In the announcement on Monday, Anthropic said it's committed to spending more than $100 billion on Amazon Web Services technologies over the next 10 years, including current and future generations of Trainium, Amazon's custom AI chips. Anthropic said it's secured up to 5 gigawatts of capacity for training and deploying its Claude AI models.
"Anthropic's commitment to run its large language models on AWS Trainium for the next decade reflects the progress we've made together on custom silicon, as we continue delivering the technology and infrastructure our customers need to build with generative AI," Amazon CEO Andy Jassy said in a statement.
Amazon's investment includes $5 billion into Anthropic now, with up to $20 billion in the future tied to "certain commercial milestones," according to a release. The initial investment is at Anthropic's latest valuation of $380 billion.
Anthropic said in the release that it will bring nearly 1 gigawatt total of Trainium2 and Trainium3 capacity online by the end of the year.
With all of the major hyperscalers competing to build out AI capacity as quickly as possible, Amazon said in February that it expects to shell out roughly $200 billion this year on capital expenditures, mostly on AI infrastructure.
Amazon's investment lands just two months after the e-commerce giant agreed to invest up to $50 billion in OpenAI, Anthropic's chief rival.

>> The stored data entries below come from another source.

Issue #134, opened 2023-02-01
Grading formula selection with sample formula


no-comma:
As a teacher I want to select a formula from menu to calculate the final grade from assignments on my course. If previous instance exists, the formula (and assignments) can be copied from there.

To be able to test this more concretely, we could test with the arrangement that was used on C course: Weighed average of "subgrades" (floating point value between 0.5 and 5.5), that is rounded to nearest integer. Additionally each assignment category has a threshold requirement (e.g., must reach at least 50% of available points) that is required for acceptable grade.

Probably the best place to choose the formula is on the course instance view where assignment names and parameters are edited, because the formula determines what parameters there are. For example, in this case each assignment type has three attributes that can be modified: max points, min required points, and weight (between 0 and 1, or 0 - 100%).

DoD: the above case is demonstrated and tested. Adding new formulas should be relatively easy (e.g. a single function with well-specified generic interface), but formula editor is not needed at this point.

- [x] Frontend design for formula selection 
- [x] Frontend implementation for formula selection
- [ ] API for getting existing formulas

PR #166, opened 2023-02-26
Weighted average calculation

Gskartwii:
I've been sketching up an API for grade calculation iteratively. This is all in very early stages, and feedback is welcome.


Gskartwii:
Related: #134

server/src/types/assignment.ts
```diff
@@ -0,0 +1,52 @@
...
+}
+export type ManuallyGradedParams = {
+  min: number;
+  max: number;
+}
+
+export abstract class Assignment<P extends AssignmentParams> {
+  public abstract calculateGrade(
+    subGrades:
+      this extends ManuallyGradedAssignment ? number: Array<number>
```
Gskartwii, line 17: Instead of `Array<number>`, how about:
```typescript
class Attainment<P extends AssignmentParams> {
    public assignment: Assignment<P>;
    public subAttainments: Array<Attainment<???> | number>;
}
```
But I'm unsure about what to put in place of `???` for the generic params.

Gskartwii:
Ready for review. The testing could be more thorough, so feel free to ask for more tests if you feel it is lacking.

no-comma (changes requested):
A general comment I have is that since a lot of the code in this PR is quite complex, it could be commented very liberally.

server/src/database/index.ts
```diff
@@ -25,7 +25,7 @@ export const sequelize: Sequelize = new Sequelize(
       underscored: true,
       freezeTableName: true
     },
-    logging: console.log
+    logging: false//console.log
```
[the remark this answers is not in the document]
Gskartwii: You're right! I will revert this change.

server/src/routes/attainable.ts
```diff
@@ -53,6 +53,24 @@ export const router: Router = Router();
...
  *       - $ref: '#/definitions/AddAndEditAttainment'
+ *   Grades:
+ *     description: Calculated final grades for each student.
+ *     type: array
+ *     items:
+ *       type: object
+ *       properties:
+ *         studentId:
+ *           type: number
+ *           description: Student database identifier.
```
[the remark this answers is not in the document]
Gskartwii: Good point, I think we should hold off on finalizing this PR until the database representation is clear.

server/src/types/assignment.ts
```diff
@@ -0,0 +1,52 @@
+// SPDX-FileCopyrightText: 2023 The Aalto Grades Developers
+//
+// SPDX-License-Identifier: MIT
+
+export interface AssignmentParams {
+  min: number;
+  max: number;
+}
+export type ManuallyGradedParams = {
```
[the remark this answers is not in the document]
Gskartwii: This file was in fact unused, good catch, I decided to just remove this file as it is not necessary in our revised design.

server/src/types/assignment.ts
```diff
@@ -0,0 +1,52 @@
...
+  min: number;
+  max: number;
+}
+
+export abstract class Assignment<P extends AssignmentParams> {
```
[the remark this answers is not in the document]
Gskartwii: Yes, I'll delete this file.

server/src/controllers/attainable.ts
```diff
@@ -233,3 +236,191 @@ export async function updateAttainable(req: Request, res: Response): Promise<voi
...
+  weights: Array<number>;
+}
+
+type FormulaFunction = (subResults: Array<CalculationResult>) => Promise<CalculationResult>;
+type ParameterizedFormulaFunction = (parameters: any, subResults: Array<CalculationResult>) => Promise<CalculationResult>;
+type FormulaNode = {
+  validatedFormula: FormulaFunction;
+  subFormulaNodes: Array<FormulaNode>;
+};
+const formulasWithSchema: Map<Formula, [yup.AnyObjectSchema, ParameterizedFormulaFunction]> = new Map();
```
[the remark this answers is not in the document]
Gskartwii: How would you feel about `/types`? Or would this perhaps warrant a `/services` entry?

server/src/controllers/attainable.ts
```diff
@@ -233,3 +236,191 @@ export async function updateAttainable(req: Request, res: Response): Promise<voi
...
+  ]
+);
+
+async function calculatedWeightedAverage(
+  params: WeightedAssignmentParams,
+  subResults: Array<CalculationResult>
+): Promise<CalculationResult> {
+  const weighted: CalculationResult =
+    params.weights
+      .reduce(
```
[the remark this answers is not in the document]
Gskartwii: I can see the benefit of a loop here, especially when we can benefit from early exit.

server/src/controllers/attainable.ts
```diff
@@ -233,3 +236,191 @@ export async function updateAttainable(req: Request, res: Response): Promise<voi
...
+        (
+          acc: CalculationResult,
```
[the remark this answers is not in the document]
Gskartwii: `acc` stands for "accumulator", it is quite typically used in the context of `reduce`.

server/src/routes/attainable.ts
```diff
@@ -160,3 +178,38 @@ router.put(
...
+ *             schema:
+ *               $ref: '#/definitions/Failure'
+ *       404:
+ *         description: The given course or course instance does not exist.
+ *         content:
+ *           application/json:
+ *             schema:
+ *               $ref: '#/definitions/Failure'
+ */
+router.get(
```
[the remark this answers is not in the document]
no-comma: Since this route is likely to save data to the database in the future, we discussed that `POST` would probably be the best method.

server/src/routes/attainable.ts
```diff
@@ -160,3 +178,38 @@ router.put(
   handleInvalidRequestJson,
   controllerDispatcher(updateAttainable)
 );
+
+/**
+ * @swagger
+ * /v1/courses/{courseId}/instances/{instanceId}/grades:
```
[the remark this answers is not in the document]
no-comma: We thought that the route for this functionality could be: `POST /v1/courses/{courseId}/instances/{instanceId}/grades/calculate`

As such I think that the route and controller of this PR could be moved to new `grades.ts` files.

server/src/controllers/attainable.ts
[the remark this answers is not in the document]
no-comma: The definition of formula related types is fine under `src/types`, but the formula functions themselves aren't exactly types. We discussed that we could have a new directory `src/formulas` where formulas are stored, since `services` sounds ambiguous. In the future there may also be a lot of formulas, so formulas having their own directory would be justified.

server/src/formulas/index.ts
```diff
@@ -0,0 +1,21 @@
...
+registerFormula(
+  Formula.Manual,
+  yup.object(),
+  // If no points have been input for a student, assume the attainment
+  // has been failed.
+  async (
+    _params: any,
+    _subGrades: Array<CalculationResult>,
+  ): Promise<CalculationResult> => {
+    return { status: Status.Fail, points: undefined };
```
no-comma, line 18: Again I personally prefer
```ts
return {
  status: Status.Fail,
  points: undefined
}
```

server/src/controllers/grades.ts
```diff
@@ -0,0 +1,158 @@
...
+  formulaChecker,
+  FormulaNode,
+  FormulaParams,
+  getFormula,
+  Status
+} from '../types/formulas';
+import { idSchema } from '../types/general';
+import { HttpCode } from '../types/httpCode';
+
+async function calculate(
```
no-comma, line 23: More descriptive name. Calculate what and/or how?

server/src/controllers/grades.ts
```diff
@@ -0,0 +1,158 @@
...
+  tree: FormulaNode,
+  presetPoints: Map<FormulaNode, number>
+): Promise<CalculationResult> {
+  if (presetPoints.has(tree)) {
```
no-comma, line 27: Comment to explain this is to handle cases where a teacher has manually specified a grade for an attainment.

server/src/controllers/grades.ts
```diff
@@ -0,0 +1,158 @@
...
+    return { status: Status.Pass, points: presetPoints.get(tree) };
+  }
+  // Not calculated so far, so calculate the points for lower nodes.
```
no-comma, line 30: "Not calculated" might be misleading, more commonly this would happen when a grade hasn't been manually specified for this attainment.

server/src/controllers/grades.ts
```diff
@@ -0,0 +1,158 @@
...
+  const subPoints: Array<CalculationResult> =
+    await Promise.all(
+      tree.subFormulaNodes.map(
+        (subTree: FormulaNode) => calculate(subTree, presetPoints)
+      )
+    );
+  // Based on the results from lower nodes, calculate the points for this node.
```
no-comma, line 37: ...using the formula specified for this attainment/node.

server/src/controllers/grades.ts
```diff
@@ -0,0 +1,158 @@
...
+export async function calculateGrades(
+  req: Request,
+  res: Response
+): Promise<void> {
+  const courseId: number = Number(req.params.courseId);
+  const courseInstanceId: number = Number(req.params.instanceId);
+  await idSchema.validate({ id: courseId }, { abortEarly: false });
+  await idSchema.validate({ id: courseInstanceId }, { abortEarly: false });
+
+  const formulaNodesById: Map<number, FormulaNode> = new Map();
```
no-comma, line 50: What ID?

server/src/controllers/grades.ts
```diff
@@ -0,0 +1,158 @@
...
+
+  const attainables: Array<{
```
no-comma, line 52: This should just be changed to `attainments`. See #138 and discussion on Teams.

server/src/controllers/grades.ts
```diff
@@ -0,0 +1,158 @@
...
+    id: number,
+    attainableId: number,
```
no-comma, line 54: IIRC this is a Sequelize issue forcing the use of the name "attainableId", but here it would be good if you can somehow specify that this is specifically the parent attainment's ID.

server/src/controllers/grades.ts
```diff
@@ -0,0 +1,158 @@
...
+      'formulaParams',
+    ]
+  });
+
+  let rootAttainable: null | FormulaNode = null;
+  for (const attainable of attainables) {
+    const formulaId: Formula | null = attainable.formulaId;
+    const params: FormulaParams | null = attainable.formulaParams;
+    if (!(await formulaChecker.validate(formulaId))) {
+      throw new Error('bad');
```
no-comma, line 75: Needs a better error message.

server/src/controllers/grades.ts
```diff
@@ -0,0 +1,158 @@
...
+      throw new ApiError('the parameters for a formula haven\'t been set', HttpCode.BadRequest);
+    }
+
+    formulaNodesById.set(attainable.id, {
+      validatedFormula: await getFormula(formulaId as Formula, params),
+      subFormulaNodes: [],
+    });
+  }
+
+  for (const attainable of attainables) {
```
no-comma, line 87: Explain what this loop does.

no-comma (changes requested):

server/src/controllers/grades.ts
```diff
@@ -88,3 +95,324 @@ export async function addGrades(req: Request, res: Response, next: NextFunction)
...
+   * the manually specified grade will be used.
+   *
+   * A grade has to be manually specified when using the 'Manual' formula
+   * and a grade may be manually specified for overriding grade calculation
+   * functions in special cases.
+   */
+  const presetGrade: number | undefined = presetGrades.get(formulaNode);
+  if (presetGrade) {
+    return {
+      status: Status.Pass,
```
Gskartwii, line 120: Can the teacher tell the system that a student has in fact failed an assignment?

server/src/controllers/grades.ts
```diff
@@ -88,3 +95,324 @@ export async function addGrades(req: Request, res: Response, next: NextFunction)
...
+    },
+    attributes: [
+      'id',
+      'attainableId',
+      'formula',
+      'parentFormulaParams',
+    ],
+  })).map(
+    // TODO: Remove this map() call.
+    // map() is called as a temporary measure to translate attainableId to parentId.
```
Gskartwii, line 183: We might be able to perform this translation using [Sequelize API](https://sequelize.org/api/v6/class/src/model.js~model#static-method-findAll). Perhaps in the attribute list above, replace `'attainableId'` with `['attainableId', 'parentId']`, if I have understood the docs correctly.

server/src/controllers/grades.ts
```diff
@@ -88,3 +95,324 @@ export async function addGrades(req: Request, res: Response, next: NextFunction)
...
+    (attainment: Attainable) => {
```
Gskartwii, line 184: If we decide to keep this map call or a similar construct, I would like to avoid having `Attainable` as the type here. Certain properties of `Attainable` are undefined, going against the interface of `Attainable`.

Gskartwii (commented):
Excellent documentation, the code is easy to follow.

Gskartwii:
I'm going to write some unit tests for the formulas right now.

server/src/controllers/grades.ts
no-comma: True, that should be possible in the future, but I think we can leave it out of this PR.

server/src/controllers/grades.ts
no-comma: Can you try it? If it works, we can do this that way. But in either case, this would hopefully only be temporary.

Gskartwii: Yes, it seems to work. There were a few other [tweaks](https://github.com/aalto-grades/base-repository/pull/166/commits/c4dd3ad37badbbecbc95898fc78737db5d7dce87) to enable this mapping, though.

server/test/formulas/weightedAverage.test.ts
```diff
@@ -0,0 +1,63 @@
...
+      { params: { min: 0, max: 20, weight: 0.3 }, subResult: { grade: 10, status: Status.Pass } },
+      { params: { min: 0, max: 20, weight: 0.7 }, subResult: { grade: 14, status: Status.Pass } },
+      { params: { min: 0, max: 3, weight: 1 }, subResult: { grade: 3, status: Status.Pass } },
+    ];
+    const computedGrade: GradingResult = await implementation.formulaFunction(input);
+    expect(computedGrade.grade).toBeCloseTo(15.8);
+    expect(computedGrade.status).toBe(Status.Pass);
+  });
+
+  it('should calculate a failing grade when a subgrade is failing', async () => {
```
no-comma, line 51: We may not want to assume an attainment is failed because one of its subattainments is failed, but it's fine for now.

server/src/controllers/grades.ts
```diff
@@ -354,3 +357,322 @@ export async function addGrades(req: Request, res: Response, next: NextFunction)
...
+    if (attainment.parentId === null) {
+      /*
+       * This attainment is the root attainment. Store a reference to its formula
+       * node in the rootFormulaNode variable.
+       */
+
+      // There should only be one root attainment.
+      if (rootFormulaNode) {
+        throw new ApiError(
+          'duplicate root attainment',
```
jj-stigell, line 534: What if there are two separate attainment "trees" on the instance, one for example with exam attainments and other one with A+ attainments? Then there will be 2 attainments that don't have parents but only children, and this error is raised.

jj-stigell (changes requested):
Looks good for the first iteration. Few questions that might need some actions/clarifications.

server/src/types/formulas.ts
```diff
@@ -0,0 +1,48 @@
...
+import * as yup from 'yup';
+
+export enum Formula {
+  Manual = 'MANUAL',
+  WeightedAverage = 'WEIGHTED_AVERAGE',
+}
+
+export enum Status {
+  Pass = 'pass',
+  Fail = 'fail',
```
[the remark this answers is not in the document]
no-comma: Probably, but I'm not completely sure if this enum is even necessary. It may be sufficient to just have `passed: boolean` in `GradingResult`.

@Gskartwii considered the possibility of adding other statuses in the future such as "grading in progress," but I don't know if that's relevant in this context. Maybe if it is relevant in another context, this may still be good to have in grade calculation to be consistent with other uses.

server/src/controllers/grades.ts
```diff
@@ -354,3 +357,322 @@ export async function addGrades(req: Request, res: Response, next: NextFunction)
...
+
+  /*
+   * First find the formula implementation and formula parameters for the parent
+   * attainment's formula.
+   */
+  for (const attainment of attainments) {
+    const formula: Formula | null = attainment.formula;
+
+    // Ensure that the formula specified for this attainment is valid.
+    if (!yup.string().oneOf(Object.values(Formula)).required().validate(formula)) {
```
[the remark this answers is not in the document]
no-comma: I can't remember the exact reason for including this check, but it may very well be redundant.

server/src/controllers/grades.ts
```diff
@@ -354,3 +357,322 @@ export async function addGrades(req: Request, res: Response, next: NextFunction)
...
+   * Attainment ID -> Formula node of the given attainment.
+   */
+  const formulaNodesByAttainmentId: Map<number, FormulaNode> = new Map();
+
+  /*
+   * First find the formula implementation and formula parameters for the parent
+   * attainment's formula.
+   */
+  for (const attainment of attainments) {
+    const formula: Formula | null = attainment.formula;
```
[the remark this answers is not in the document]
no-comma: Yes probably, just remove the option for a null formula from `AttainmentInfo`.

server/src/controllers/grades.ts
jj-stigell: Ok, so the exam and other possible attainment trees are stored under the one root attainment. 

Good point on the final exam vs. course exam and other points. If I remember correctly same thing was briefly discussed on one meeting last week with teaching staff.

But as this is the first iteration of grade calculation, I think we can ignore this for now and update later if needed.

no-comma: Actually even with final exams, we wouldn't need two root attainments. We could still have a single root attainment for the final grade with a formula such as "choose best," and under that, there are two attainments, one for the final exam and the other for regular course completion.

But this should be discussed in more detail later.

The two AI companies have been racing to convince investors of their strengthening positions ahead of potential IPOs that could land as soon as this year. OpenAI executives have been criticizing Anthropic in recent months for making a "strategic misstep to not acquire enough compute."
Anthropic said on Monday that enterprise and developer demand for Claude, as well as a "sharp rise" in consumer usage, has led to "inevitable strain" on its infrastructure that has impacted its reliability and performance. The company said its new agreement with Amazon will quickly expand its available capacity.
"Our users tell us Claude is increasingly essential to how they work, and we need to build the infrastructure to keep pace with rapidly growing demand," Anthropic CEO Dario Amodei said in a statement. "Our collaboration with Amazon will allow us to continue advancing AI research while delivering Claude to our customers, including the more than 100,000 building on AWS."
Anthropic was founded in 2021 by a group of researchers and executives who defected from OpenAI. The company is best known for its family of Claude AI models and it's found early success selling to enterprises. Annualized revenue has topped $30 billion.
Anthropic named AWS its primary cloud provider in 2023 and its primary training partner in 2024, but the company has also inked deals with competing providers, including Microsoft and Google.
In November, Microsoft agreed to invest up to $5 billion into Anthropic, and Anthropic said it committed to purchasing $30 billion of Azure compute capacity. Earlier this month, Anthropic expanded its partnerships with Google and Broadcom for "multiple gigawatts" of capacity.